Effect of Combination of Anionic Polymer with Calcium Phosphate Coating on Corrosion Behavior of Magnesium Alloy in Physiological Solution

Wednesday, 4 October 2017: 10:00
Camellia 2 (Gaylord National Resort and Convention Center)
S. Hiromoto and K. Doi (National Institute for Materials Science)
Magnesium alloys attract attention as a biodegradable/bioabsorbable bone plates & screws and stents owing to their biodegradability and good mechanical integrity. Various surface modifications have been examined to control corrosion rate and to improve biocompatibility of the magnesium alloys. Bone plates are deformed to adjust the shape of bone and screws are rubbed with bone during screwing, which sometimes cause cracking and delamination of modified surfaces. We developed hydroxyapatite (HAp) coating, and revealed that the HAp coating improved the corrosion resistance of Mg-3mass% Al-1mass% Zn (AZ31) in cell culture medium (in vitro) and in subcutaneous tissue of mouse (in vivo) [1]. Effect of scratching HAp coated surface on the corrosion behavior of HAp-coated AZ31 was examined in cell culture medium [2]. Corrosion of the scratched surface was not accelerated in comparison with the surface without scratch. A calcium phosphate deposit layer covered the bare metal surface inside the scratch. These results suggest that it is effective to enhance calcium phosphate deposition at the defect of HAp coating to enhance the self-healing ability of the coating.
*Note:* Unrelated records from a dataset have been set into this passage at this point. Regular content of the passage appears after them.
PR #1298, opened 2020-02-23
Ruben's solutions for W48 ch-1 and ch-2. perl and raku

drclaw1394:
ch-2.raku takes a while to run for some reason.


manwar:
Thanks @drclaw1394

PR #1310, opened 2020-02-25
added impossibility check

holli-holzer:


manwar:
Thanks @holli-holzer

xkr47:
Hi,
Out of interest I had to try your version, but found some funnies:
* for 995 your version reports 1111111111111111111111111111111111111111111111111111111111111111111111111111111111111111111111111110 but I get 1110000110 (= 1115578 * 995)
* for 98 your version reports `Impossible` but I get `11000010` (= 112245 * 98)
All my numbers are in base 10.

holli-holzer:
Yes, I just realised it's buggy.

Try 
```
say (1 .. Inf).map( *.base(2).Str ).first( * %% $n );
```

xkr47:
It works for my tests.. and it's faaast! :)

xkr47:
btw, `base(2)` already returns `Str`

holli-holzer:
That's true. The optimizer will magicwand that away. 
I figured I leave it in to make it clear we have a string of 1s and 0s.

PR #1318, opened 2020-02-27
ch-1

jacoby:
using sprintf '%b'

Dunno if I'll do ch-2, but this is in.


manwar:
We are happy you contributed one at least. Thanks @jacoby

PR #1324, opened 2020-02-28
Add alternative solution to LRU Cache using a linked list

choroba:
Also, remove an unused subroutine from the original solution. For
larger caches, the linked list solution is much faster (benchmark will
be shown in a blog).


manwar:
Coolest solution. Thanks @choroba

PR #3758, opened 2021-03-22
fix a serious bug! ... after deadline

E7-87-83:
no wonder why the seq terms were such small from my code


E7-87-83:
I will do better onward

manwar:
Thanks @E7-87-83

PR #3760, opened 2021-03-22
added in first pass

drbaggy:
1.  not using ** or log, but a "modified" binary search...
2.  with starting vowels & consonant and b/f/m rules applied


manwar:
Thanks @drbaggy

PR #3767, opened 2021-03-22
(update to challenge 102): fixed a bug in ch-1i.pl and added a mention of OptimizingTask1 to ch-1a.pl

dcw803:
:-)


manwar:
Thanks @dcw803

PR #3791, opened 2021-03-28
imported this week's solutions

dcw803:
not much to get excited about this weeks, nthroot was simple but dull, and the children's rhyme has no real clear rules, so doesn't deserve a deep solution


manwar:
Thanks @dcw803

PR #3809, opened 2021-03-31
Add polettix's solution to challenge-106

polettix:
Hi! Please find my takes on this week's challenges.

Thank you very much for all the hard work :grin:


manwar:
Thanks @polettix

PR #3838, opened 2021-04-05
Add solution to 107: List Methods by E. Choroba

choroba:
Reuse 043 for the solution of Self-descriptive Numbers.


manwar:
Thanks @choroba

Combination of HAp coating with polymer molecules which act as a nucleus for calcium phosphate deposition is a potential way to enhance the self-healing ability. It was reported that an anionic polymer, sodium polyacrylate (SPA), acted as a nucleus for calcium phosphate deposition [3]. In this study, SPA molecule was combined with HAp coating and the corrosion behavior was examined by a static immersion test and a slow strain rate tensile (SSRT) test in a simulated body fluid [4].

HAp was coated on AZ31 at 60ºC for 1 hour in a previously reported solution [1]. SPA molecule was dissolved in a phosphate buffer at pH 8 and the HAp-coated AZ31 was dipped at room temperature for 10-30 sec. Scratches were formed on the surface of HAp- and SPA-HAp-coated AZ31 specimens with a knife. The scratched specimens were statically immersed in Hanks’ solution for 7 days. Volume of H2 gas generated was measured. The surface after the immersion was characterized using a scanning electron microscope (SEM) equipped with energy dispersive X-ray spectroscopy (EDS). A SSRT test of HAp- and SPA-HAp-coated AZ31 tensile test specimens was performed in Hanks.

Scratched HAp- and SPA-HAp-coated AZ31 showed no significant difference in H2 gas volume generated under the static immersion. Inside the scratches were covered with a calcium phosphate deposit layer regardless of the presence of SPA. The deposit layer with SPA was uniform and prevented the corrosion initiation; whereas, local corrosion initiated from inside the scratches without SPA. Moreover, SPA enhanced the deposition of calcium phosphate granules inside the scratches.

In the SSRT test in Hanks, HAp-coated AZ31 specimen fractured just over the yield strength with small elongation of ca. 1.5%. This result indicates that HAp-AZ31 is susceptible to stress corrosion cracking (SCC). SPA-HAp-coated AZ31 specimen showed larger elongation of ca. 2.4%. Time to failure of HAp-coated AZ31 was ca. 8.4 hours and it was elongated by 45% with SPA to ca. 12.2 hours. Some cracks of SPA-HAp coating were closed at crack mouth, suggesting that SPA enhanced the healing of cracks of HAp coating. It was revealed that the combination of SPA molecules with HAp coating enhanced the self-healing ability of HAp coating and reduced the SCC susceptibility of HAp-coated AZ31.

[1] S. Hiromoto et al., Acta Biomater., 11 (2015) 520.

[2] S. Hiromoto, Corros. Sci., 100 (2015) 284.

[3] A. Bigi et al., Biomacromolecules, 4 (2000) 752.

[4] S. Hiromoto et al., CORROSION (submitted).